Democrats Push for Gay Blood Donors

                                                                          


Members of Congress are urging Health and Human Services Secretary Sylvia Mathews Burwell to end a policy instituted in 1983 that bans "men who have sex with men" from donating blood.

"If we are serious about protecting and enhancing our nation's blood supply, we must embrace science and reject outdated stereotypes," states a letter signed by 18 Democratic senators and more than 60 House members.

The letter heightens pressure on the Obama administration to end what many see as a discriminatory practice. Sens. Elizabeth Warren, Tom Harkin, and Tammy Baldwin are leading the effort in the Senate and have pushed HHS before to evaluate its blood-donation policies. While the HHS Advisory Committee on Blood and Tissue Safety and Availability recommended in November that a lifetime ban was unnecessary, it still seeks to stop men from donating blood if they have engaged in a sexual encounter with another man in the last year.


Lawmakers argue those new guidelines are not enough.

"The recommendation to move to a one-year deferral policy is a step forward relative to current policies, however, such a policy still prevents many low-risk individuals from donating blood," the letter says.

Instead, lawmakers want HHS to institute a process to screen for other risk factors.
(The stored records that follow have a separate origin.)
Issue #2741, opened 2026-08-07
int: a case with a C [step] assumes the host cc targets the leg, and fails as a relocation overflow


octalide:
Found while running the `int` suite for #2728 and #2729.

## What

`int/surface/narrow-stack-args` cannot be cross-built to `linux-arm64` from an x86-64 host. Its `[step]` invokes the bare host `cc` on `probe.c`, so an **x86-64 object is produced and then linked into an aarch64 image**. It surfaces as:

```
error: relocation 'plt32' to 'float_tail' overflows
```

CI is unaffected, because the arm64 leg builds natively on `ubuntu-24.04-arm` where the host `cc` happens to target the leg. So this only bites a developer cross-building locally, which is the ordinary way to reproduce a leg failure without waiting for CI.

## Why it is worth fixing rather than documenting

The failure mode is the problem, not the inconvenience. **The diagnostic names nothing about the cause.** A relocation overflow reads as a codegen or linker defect in mach, and someone chasing it would go looking in the encoder. The actual cause is that a case with a C step silently assumes `cc` targets the leg being built, and nothing checks that assumption or reports it when it does not hold.

That is the same shape as the defects this repo keeps finding: a step that is silently wrong rather than absent, producing a plausible failure that points away from itself. A developer who hits this learns the wrong thing about the compiler.

It also means a case with a C step is **not actually cross-target coverage** even where the harness presents it as such. It happens to work on the native leg and cannot work anywhere else, and nothing in the case says so.

## Fix

The harness knows the target triple for the leg it is building. A `[step]` that shells out to a C compiler should either be given a cross-capable compiler for that leg, or the case should declare that it requires a host-matching toolchain and be **skipped with a stated reason** on legs where that does not hold.

A skip with a reason is the honest minimum: it keeps the run accounting truthful, which a silent link failure does not. Prefer the cross-capable route if the toolchain is reasonably available, since a skipped case is still absent coverage.

Whatever is chosen, the condition should be detected and named rather than discovered through a relocation error.

## Also, trivially

`m` is not in the root `.gitignore`, although `mach build . -o m` is the documented CI bootstrap command, so it shows as an untracked file in every working tree that has followed the instructions.

## Acceptance

- A case with a C `[step]` either cross-builds correctly for the leg, or is skipped with a reason naming the toolchain requirement.
- The skip or failure is visible in the run accounting rather than surfacing as a link error.
- No case silently presents host-only coverage as cross-target coverage.
- `m` is gitignored.

Issue #2735, opened 2026-08-07
codegen: an over-aligned stack local is not over-aligned at run time; the frame pointer only guarantees 16


octalide:
An `#[align(N)]` record with `N > 16` gets its declared alignment as a type, but a **local** of that type does not get it at run time. The offset is a multiple of `N` from the frame pointer, and the frame pointer is only guaranteed 16-byte aligned, so the address is a multiple of `N` only when the two happen to agree.

Found while fixing #2725. It is independent of that fix and predates it.

## Repro

```mach
use std.types.size.usize;
use p: std.print;

#[align(64)]
rec Big64 { a: i64; }

#[align(32)]
rec Big32 { a: i64; }

fun probe() i64 {
    var pad: i64 = 1;
    var x: Big32;
    var y: Big64;
    x.a = 1; y.a = 2;
    p.printlnf("x_mod32={} y_mod64={} sz32={} sz64={}",
        (?x)::usize & 31, (?y)::usize & 63,
        $size_of(Big32), $size_of(Big64));
    ret x.a + y.a;
}

#[symbol("main")]
fun main(argc: usize, argv: **u8) i64 { p.printlnf("r={}", probe()); ret 0; }
```

`mach build . --target linux --profile release`, then run it three times:

```
x_mod32=16 y_mod64=48 sz32=32 sz64=64
x_mod32=16 y_mod64=16 sz32=32 sz64=64
x_mod32=0  y_mod64=32 sz32=32 sz64=64
```

## Expected

`x_mod32=0` and `y_mod64=0`, every run, on every target. `#[align(N)]` on a type is a promise about every object of that type, and `$size_of` already reports 32 and 64, so the storage is sized for the promise even though the placement does not keep it.

## Actual

Both are usually nonzero, and the value is not even stable across runs of the same binary: it tracks where the process stack happened to start. `x_mod32=0` in the third run above is the coincidence, not the rule.

## Cause

[...]

Issue #2689, opened 2026-08-07
asm: a {name} slot is addressed FP-relative, so aarch64's reach is 32 slots and an inlined caller exceeds it


octalide:
Found while working #2231 (PR #2678), which is blocked on it. Sibling to #2667 and #2674, and the last of that family.

## What

An inline-asm `{name}` slot is addressed **frame-pointer-relative**. Slots sit below the frame pointer, so the offset is negative, and aarch64's scaled `imm12` form is **unsigned only**. The whole reach for a `{name}` is therefore the unscaled `imm9`'s **−256** — thirty-two eight-byte slots.

That is not a theoretical limit. `darwin/shared.mach`'s `syscall2` has five `{name}` binds; a caller inlining a few such wrappers lands at **−288**, and `int/surface/macho-foreign-aarch64` and `macho-pie-aarch64` fail to build.

#2674 raised the ceiling substantially by laying asm-bound slots nearest the frame pointer, which is why this is now the *remaining* blocker rather than one of several. It did not raise it past this case.

## Why it cannot be legalized

This is the same constraint #2667 established. A compiler-emitted access whose offset is out of range is legalized by materializing the address through a register the backend reserves. A `{name}` is reached by an **author-written** access, and there is no register the compiler may borrow inside someone else's asm body — borrowing IP0 is exactly the silent clobber #2667 fixed.

So the slot has to be reachable by construction. #2674 did what ordering can do; this is what is left.

## Fix

Address a `{name}` from **SP rather than FP**. Offsets become positive, the scaled `imm12` form applies, and the reach goes from 32 slots to 4096.

Two things that make this more than a change of base register:

- **`SlotFn`'s contract says "frame-pointer-relative"**, and the per-target divergence it abstracts is precisely this. Changing it is a contract change, not a local edit.
- **It needs an argument that SP is stable across an asm block.** A body that pushes, or that calls, moves SP under the offset. Whether that is refused, detected, or already impossible in this grammar should be settled explicitly rather than assumed — a wrong answer here is a silent wrong address, which is the failure mode this family keeps producing.

## Acceptance

- A `{name}` is reachable at any frame depth the target's scaled form admits, on every ISA.
- `int/surface/macho-foreign-aarch64` and `macho-pie-aarch64` build with #2678's inlining applied.
- Whether SP can move within an asm body is settled and documented, and if it can, the case is refused rather than mis-addressed.
- `SlotFn`'s doc comment describes what it actually promises.

[...]

PR #2782, opened 2026-08-08
feat(inline): flow a cross-module `#[inline]` body into its importer

### LINKED ISSUE #2231: perf: inline atomics through parsed asm — remove the call and stack-slot staging

octalide:
Closes #2231

## What was actually left

The issue names two costs, the call and the stack-slot staging. #2258 removed the staging. Measured on `dev` @ `2b1a0464`, `atomic.fetch_add` was still a `call` and nothing else, because **every caller of `std.sync.atomic` is in another module** and a dependency's regular function body never reached an importer at all.

Both blockers are closed (#2689, #1859), so this is the one change left plus the orderings, which are untouched and stay sequential-consistency-everywhere.

## The axis, not a special case

A dependency's body flows into an importer's IR only when the function is a **template** - generic, comptime-param, or pack-tailed - because those have no single concrete body the defining module could emit. `#[inline]` is now the fourth member of that same axis, and the first one an author asks for rather than the type system forcing: it declares that the body is part of the function's public surface, so an importer may materialise it.

It reuses monomorphization's machinery with **zero type arguments**: the instance worklist, the drain that binds the context to the origin module, and `append_function`'s existing upgrade of the call site's signature-only extern into the definition, which is what makes the already-recorded `value.fn(index)` name a body the inliner can see.

## The linkage is what keeps the function one function

The copy is emitted `PUB | WEAK` under the **origin's** mangled name, not as a private clone. The defining module's strong definition wins at link time and every reference in every object - including inside the importer holding the weak copy - binds to that single address. A private clone would give `?atomic.load` a different answer per module, which is a silent wrong answer rather than a missed optimisation. Same linkage a generic instance uses, for the same reason.

## The incremental firewall gets a correctly shaped hole

`Q_LOWERED_SURFACE` (#1859) excludes regular bodies so an impl-only edit in a dependency does not re-lower importers. An `#[inline]` body is now **included**, because an importer holding IR built from the old body is holding stale code - a miscompile that appears only on an incremental build and never on a clean one.

`driver:incremental_lower_inline_body_pins_no_cross_module_inline` existed to pin the old behaviour and said in its own comment that it must flip when this landed. It now asserts the invalidation, as `incremental_lower_inline_body_invalidates_importers`. **Proved it has teeth**: reverting only the fingerprint arm while leaving the flow in place fails exactly that test and nothing else.

## On PR #2678

**Adopted, rebased, re-verified.** `ir.clone_asm_payload`, the `should_inline` / peel gate removal, and `instruction:asm_is_at_least_as_conservative_as_call` are that branch's single commit `ffa4bccc` cherry-picked onto current `dev`. It applied cleanly and, contrary to the caution that it might not survive #2689 and #2735, it is still correct: a binding names an alloca, the remap follows that alloca into the caller, and the SP-relative addressing #2689 introduced is computed from the caller's own frame layout afterwards. Verified by building all six targets, riscv64 included - the target that branch said it broke, which #2674 has since fixed at the cause.

Credit where it is due: that design is most of the mechanism and rediscovering it would have cost a day. #2678 should close with this.

What #2678 could not do, and this adds, is the cross-module reach it correctly identified as the missing half.

## Measurements

x86-64, release, a loop of 3M iterations over `store` / `load` / `fetch_add` / `fetch_sub` with six values live across each barrier. Min-of-9 in-process timings, 8 interleaved before/after runs:

| | min (ms) |
|---|---|
| before | 25.00 |
| after | **21.13** |

**-15.5%**, spread under 0.5% either side, and the checksum `4499998500000` is identical from both binaries and hand-derived (`5*N(N-1)/2` style totals, verified by hand). Compiler binary 8,531,968 -> 8,536,064 (+4 KB).

The staging that remains inside the inlined body is inherent to a `{name}` binding, which denotes a frame slot. Removing that is a register-constrained asm operand, a different feature.

## Coverage, and why it is two cases

`int/regression/2231-cross-module-inline-asm` runs the program and checks every value at both profiles on all three ISAs. **It passes identically against a compiler built from `origin/dev`**, which is the point rather than a flaw: inlining is value-preserving by definition, so a value observable cannot see this feature at all. That is this repo's recurring defect class, so it is stated in the case's own comments.

`int/regression/2231-cross-module-inline-shape` reads the **emitted call count per function** through a new `call-shape` producer, a new `calls` mode on the existing `emit_scan` shape-observable framework. Against `origin/dev` it fails on all three ISAs with exactly:

```
-via_inline_asm calls=0
-via_inline_plain calls=0
+via_inline_asm calls=1
+via_inline_plain calls=1
 via_noinline calls=1
 via_undecorated calls=1
```

The two unchanged lines are the contract's other direction: `#[noinline]` still opts out, and an undecorated body still does not cross the boundary. That is why the observable is a **count** and not a boolean - "inlined everything in reach" must fail here, not pass.

The producer filters to the case's own project prefix, so mach-std's template instances (which int resolves at its latest **release**) cannot move the golden.

## Verification

- `mach test .` **1297 passed, 0 failed**.
- `int` green on **linux** and **linux-riscv64**. On **linux-arm64** the only failures are `surface/c-variadic` and `surface/narrow-stack-args`, both **pre-existing** and reproduced on a compiler built from `origin/dev` @ `2b1a0464` - they are #2741, fixed by #2773. Verified my two new cases PASS on linux-arm64. The windows leg is not testable on this host (qemu-user cannot load PE).
- All six targets cross-build clean, including riscv64, darwin and PE, which is where the strong-plus-weak duplicate definition is a new combination.
- **Self-host fixpoint holds, stage2 byte-identical to stage3**: `2c9bf6b345275fa9c7716050ba576ada88dd2eee10f2ecf689d67336deef3302` against released mach-std (the CI configuration), and `fcd0778f0160ce4fe1a6bcd98a5bf0a1a5115cc38c3da9dea0b6a52f991a4232` against a mach-std carrying the `#[inline]` atomics.

## Not in this PR

The atomics themselves need `#[inline]` in mach-std, which is a separate repo and a separate PR. That change is purely additive and spellable by the 4.16.0 release mach-std builds against, so it is safe to land before this ships. **This compiler change is what makes it mean anything**; mach-std without it is inert, and mach-std with it and a released compiler is unchanged.

Memory orderings are untouched. The 16:26 disposition on #2231 stands: the litmus bar needs native aarch64 and riscv64 runners, not compiler work.


octalide:
Added `addr_ab=1 addr_am=1` to the exec case, verified on all three ELF ISAs at both profiles.

The PR body claims the `PUB | WEAK` linkage is what keeps an inlined cross-module function **one** function, and nothing pinned it. Three modules now take the address of the same `#[inline]` callee and all three must agree.

This is worth having because the alternative implementation is the tempting one: emitting a private clone per importer is simpler, avoids the strong-plus-weak duplicate definition entirely, and would pass **every other assertion in both cases** while making `?f == ?f` false across a module boundary. That is a silent wrong answer, not a missed optimisation.

octalide:
Rebased onto current `dev`. Two notes for the merge.

**The `call-shape` producer's ownership filter follows the dotted-mangling change (#2790).** A project now owns a symbol whose leading path component is its id - `case.main.mixed` - rather than a `_M4case` prefix. Both goldens survived unchanged, because the producer reports the demangled bare identifier and that did not move.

The American Medical Association, the American Red Cross, and America's Blood Centers all maintain that simply banning gay men from donating blood isn't based on science, and that it is rooted in prejudice. Lawmakers in the letter argue that it makes more sense to screen for other risk factors that make people prone to HIV infection. Those factors may be things like engaging in unprotected sex or needle sharing. Many advocates have argued that even a one-year ban still doesn't change the practice from targeting gay men. For example, under that policy a gay man who is married or in a monogamous relationship might be at a lower risk for sexually transmitted diseases like HIV, but he still would not be able to donate blood.

"A one-year deferral policy, like a lifetime ban, is a categorical exclusion based solely on the sex of an individual's sexual partner—not his actual risk of carrying a transfusion-transmittable infection," the letter reads.

If HHS changed its policies, the Williams Institute, a think tank at UCLA's law school, estimated it could have a radical impact on the number of people who would be eligible to donate blood. The institute says that if the lifetime ban were completely lifted, 2.6 million men would be eligible to donate and about 130,150 men likely would do so, coming to 219,000 pints of blood a year. Getting rid of the lifetime ban and instituting a one-year ban would yield about 89,700 additional pints of blood a year.

According to the Centers for Disease Control and Prevention, roughly 1.2 million Americans have HIV and roughly one in seven who are infected are unaware they have the virus. The agency says that gay and bisexual men and men who have sex with other men are most affected by the disease. In 2010, while they were only 4 percent of the overall population, the group represented 63 percent of all the new cases of HIV.